One easy piece of advice is to remember the “neck check” in determining whether to exercise during an illness or not. If your symptoms are mild and isolated to the neck and above, such as a runny nose or sore throat, then you’re probably ok for light to moderate workouts. If the symptoms are below the neck- fever, muscle aches and pains, productive cough, or diarrhea, then consider holding off and rescheduling your workouts.

How fast can you return to a full workout schedule? Start back at about fifty percent of your normal exercise distance or time at a reduced intensity. Also allow extra recovery time between workouts. A proper amount of rest is important to a quicker recovery. Listen to your body and if you’re finding that you fatigue quickly, continue to limit your exercise time, duration and intensity.


Plantar Fasciitis

February 25, 2007

Are you waking up in the morning dreading those first few steps because of the pain it causes in your feet? Do you avoid going barefoot on the beach because of the pain that develops in the arch of your foot?? There’s a good chance you make be suffering from plantar fasciitis.

Symptoms
Pain in the arch or the heel of the foot, usually worse with the first few steps in the morning or after sitting for a long period of time. The pain usually improves after a few minutes of walking or stretching. Some people complain of pain that develops after standing for a long period of time.

Causes
The plantar fascia is a thick band-like structure that originates from the heel bone (calcaneus) and attaches to the metatarsals. Plantar fasciitis is the result of inflammation and tightness of the fascia of the bottom of the foot.

Prevention & Treatment
Basic treatments include stretching, massage and ice. Other tips include filling a plastic soda bottle with cold water and rolling the injured, bare foot over the side of the bottle for 3 to 5 minutes at a time several times a day. Massaging the area with either a golf or tennis ball or cross-friction massage may help break up scar tissue.

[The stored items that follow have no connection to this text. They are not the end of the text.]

PR #100, opened 2021-09-28
feat(cip2): add functions to create selection constraints

mkazlauskas:
# Context

Since the CIP2 package is dependent on the CSL, we may as well include functions to cover the selection constraints:

- computeMinimumCost
- tokenBundleSizeExceedsLimit
- computeMinimumCoinQuantity
- computeSelectionLimit

# Proposed Solution

Implement default selection constraints and export them from cip2 package. Use as defaults in coin selection if applicable.

### DIFF
--- a/packages/cip2/src/selectionConstraints.ts
+++ b/packages/cip2/src/selectionConstraints.ts
@@ -56,8 +56,6 @@ export const tokenBundleSizeExceedsLimit =
     return value.to_bytes().length > maxValueSize;
   };
 
-// TODO: move this to core package and test it by comparing
-// the result to result of serializing the transaction via cardano-cli
 const getTxSize = (tx: CSL.Transaction) => tx.to_bytes().length;
 
 /**
--- a/packages/cip2/src/selectionConstraints.ts
+++ b/packages/cip2/src/selectionConstraints.ts
@@ -1,12 +1,12 @@
 import { CardanoSerializationLib, CSL, ProtocolParametersRequiredByWallet } from '@cardano-sdk/core';
 import { ComputeSelectionLimit, SelectionConstraints, TokenBundleSizeExceedsLimit } from '.';
 import { ComputeMinimumCoinQuantity, EstimateTxFee, SelectionSkeleton } from './types';
-import { MAX_U64 } from './util';
+import { maxBigNum } from './util';
 
 export type BuildTx = (selection: SelectionSkeleton) => Promise<CSL.Transaction>;
 export interface DefaultSelectionConstraintsProps {
   csl: CardanoSerializationLib;
-  protocolParams: ProtocolParametersRequiredByWallet;
+  protocolParameters: ProtocolParametersRequiredByWallet;
   buildTx: BuildTx;
 }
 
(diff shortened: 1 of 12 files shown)


packages/cip2/src/types.ts
```diff
@@ -53,7 +54,7 @@ export type TokenBundleSizeExceedsLimit = (tokenBundle: CSL.MultiAsset) => boole
 /**
  * @returns minimum lovelace amount in a UTxO
  */
-export type ComputeMinimumCoinQuantity = (assetQuantities: CSL.MultiAsset) => bigint;
+export type ComputeMinimumCoinQuantity = (assetQuantities?: CSL.MultiAsset) => bigint;
```
rhyslbw, line 57: Good catch

packages/cip2/src/selectionConstraints.ts
```diff
@@ -0,0 +1,51 @@
...
+  };
+
+//
+export const computeMinimumCoinQuantity =
+  (
+    csl: CardanoSerializationLib,
+    { coinsPerUtxoWord }: ProtocolParametersRequiredByWallet
+  ): ComputeMinimumCoinQuantity =>
+  (multiasset) => {
+    const minUTxOValue = CSL.BigNum.from_str((BigInt(coinsPerUtxoWord) * 29n).toString());
```
rhyslbw, line 34:
```suggestion
    const minUTxOValue = CSL.BigNum.from_str((coinsPerUtxoWord * 29).toString());
```
Does this need to be a `bigint`?

rhyslbw (commented):
Looks good so far :+1:

rhyslbw (changes requested):
Need to also export the constraints from the package index:
```
export * as selectionConstraints from './selectionConstraints';
```

packages/cip2/src/selectionConstraints.ts
```diff
@@ -0,0 +1,90 @@
...
+    );
+  };
+
+export const computeMinimumCoinQuantity =
+  (
+    csl: CardanoSerializationLib,
+    { coinsPerUtxoWord }: ProtocolParametersRequiredByWallet
+  ): ComputeMinimumCoinQuantity =>
+  (multiasset) => {
+    const minUTxOValue = CSL.BigNum.from_str((coinsPerUtxoWord * 29).toString());
```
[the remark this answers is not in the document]
mkazlauskas: This is actually now a tsc error after I rebased on master.  No more mistakes like that

mkazlauskas:
@rhyslbw I'm finished with this for the time being. Please review and let me know if you want me to do any changes.

I've changed my mind about needing serialization/size tests right now. It's probably out of scope for this repo and we should be trusting CSL. Let me know if you think otherwise.

Also, do you think there's any new code in this PR worth moving to core package? I could think of a few pieces but I'm not sure they'd ever be used. I'm thinking to refactor as needed if we start duplicating code, like with `ogmiosToCsl.value()`.

rhyslbw (approved):
Great work @mkazlauskas 

> I've changed my mind about needing serialization/size tests right now. It's probably out of scope for this repo and we should be trusting CSL. Let me know if you think otherwise

Agree. These were always going to be sanity checks, but this can also be done as once-off manual QA.

> Also, do you think there's any new code in this PR worth moving to core package? I could think of a few pieces but I'm not sure they'd ever be used. I'm thinking to refactor as needed if we start duplicating code, like with ogmiosToCsl.value().

Nothing jumps out, so let's do it on-demand.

Stretching exercises for plantar fascia focus on stretching the Achilles and calf muscles. Other exercises include trying to pick up a towel or small objects with the toes, which increases flexibility of the plantar fascia.


Achilles Tendinosis

February 25, 2007

Symptoms
Pain or swelling in the back of the calf, usually 2 to 3 inches above the back of the running shoe. The pain is typically worse when the heel strikes the ground or when pushing off from the ground on your toes.

A rupture of the Achilles can occur during a forceful push-off. Typically there is a “pop” or ripping sensation in the back of the calf, followed by pain and decreased movement of the ankle.

A suspected Achilles rupture requires evaluation by a sports medicine physician and may require surgery or prolonged immobilization in a cast or walking boot.

Causes
Common causes of Achilles tendinitis include: tight calf muscles, recent increase in running mileage or running up hills. Over-pronation (rolling in of the foot) as well as high foot arches (pes cavus) and flat feet (pes planus) can also cause Achilles tendinitis.

Prevention
Prevention includes proper stretching, slowly increasing your mileage and proper running shoe selection.

Treatment
Ice decreases inflammation, pain, and swelling. Apply ice for 10 to 15 minutes three to four times a day. Anti-inflammatory pain medications such as ibuprofen (Motrin or Advil) or naprosyn (Aleve or Naproxen) as directed by your physician.
Gentle range of motion and calf stretches can be helpful. Eccentric calf exercises can be helpful in recurrent cases.

These exercises are done by standing on a step or stairs with the toes on the step and the heels hanging off the step. Slowly lower your heel so that it drops below the step. You should feel a slight stretch in the calf. This movement is the eccentric or lengthening movement. Slowly return to the starting position. Repeat 10 to 15 times twice a day.